» **Work request**
Could you please write out the data shown below, exactly and in full?

» **Dataset extract**
........

PR #576, opened 2023-07-31
Adding metric for other validators' proposal timestamp difference

jakrawcz-rdx:
As part of https://whimsical.com/node-status-and-health-metrics-QXjDREqeRDvGDu6xg3J8wx, this PR adds:
```
# TYPE rn_bft_proposal_timestamp_difference_seconds gauge
rn_bft_proposal_timestamp_difference_seconds{key="03fff97bd5755eeea420453a14355235d382f6472f8568a18b2f057a1460297556",component_address="validator_loc1sv7h9eggskmgf7eat8jfd5pvsfx6tf728nwres7zae8694cp5xewdk",} -0.001
```

The interpretation of the above is of course:
"When that validator was creating the proposal, its wallclock was `-0.001` seconds away from my current wallclock."
We are aware that this "clock skew" actually includes the network delay too - but that's all we care about, since we accept/reject proposals based on this clock difference.

### DIFF
--- a/core/src/main/java/com/radixdlt/consensus/bft/processor/ProposalTimestampVerifier.java
+++ b/core/src/main/java/com/radixdlt/consensus/bft/processor/ProposalTimestampVerifier.java
@@ -64,6 +64,7 @@
 
 package com.radixdlt.consensus.bft.processor;
 
+import com.radixdlt.addressing.Addressing;
 import com.radixdlt.consensus.Proposal;
 import com.radixdlt.consensus.bft.*;
 import com.radixdlt.environment.EventDispatcher;
@@ -72,6 +73,7 @@ import com.radixdlt.monitoring.Metrics.RejectedConsensusEvent;
 import com.radixdlt.monitoring.Metrics.RejectedConsensusEvent.TimestampIssue;
 import com.radixdlt.monitoring.Metrics.RejectedConsensusEvent.Type;
 import com.radixdlt.utils.TimeSupplier;
+import java.time.Duration;
 import java.util.Objects;
 import java.util.Optional;
 import org.apache.logging.log4j.LogManager;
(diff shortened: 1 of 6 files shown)


core/src/main/java/com/radixdlt/consensus/bft/processor/ProposalTimestampVerifier.java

........

» **Response to this exercise**
PR #576, opened 2023-07-31
Adding metric for other validators' proposal timestamp difference

jakrawcz-rdx:
As part of https://whimsical.com/node-status-and-health-metrics-QXjDREqeRDvGDu6xg3J8wx, this PR adds:
```
# TYPE rn_bft_proposal_timestamp_difference_seconds gauge
rn_bft_proposal_timestamp_difference_seconds{key="03fff97bd5755eeea420453a14355235d382f6472f8568a18b2f057a1460297556",component_address="validator_loc1sv7h9eggskmgf7eat8jfd5pvsfx6tf728nwres7zae8694cp5xewdk",} -0.001
```

The interpretation of the above is of course:
"When that validator was creating the proposal, its wallclock was `-0.001` seconds away from my current wallclock."
We are aware that this "clock skew" actually includes the network delay too - but that's all we care about, since we accept/reject proposals based on this clock difference.

### DIFF
--- a/core/src/main/java/com/radixdlt/consensus/bft/processor/ProposalTimestampVerifier.java
+++ b/core/src/main/java/com/radixdlt/consensus/bft/processor/ProposalTimestampVerifier.java
@@ -64,6 +64,7 @@
 
 package com.radixdlt.consensus.bft.processor;
 
+import com.radixdlt.addressing.Addressing;
 import com.radixdlt.consensus.Proposal;
 import com.radixdlt.consensus.bft.*;
 import com.radixdlt.environment.EventDispatcher;
@@ -72,6 +73,7 @@ import com.radixdlt.monitoring.Metrics.RejectedConsensusEvent;
 import com.radixdlt.monitoring.Metrics.RejectedConsensusEvent.TimestampIssue;
 import com.radixdlt.monitoring.Metrics.RejectedConsensusEvent.Type;
 import com.radixdlt.utils.TimeSupplier;
+import java.time.Duration;
 import java.util.Objects;
 import java.util.Optional;
 import org.apache.logging.log4j.LogManager;
(diff shortened: 1 of 6 files shown)


core/src/main/java/com/radixdlt/consensus/bft/processor/ProposalTimestampVerifier.java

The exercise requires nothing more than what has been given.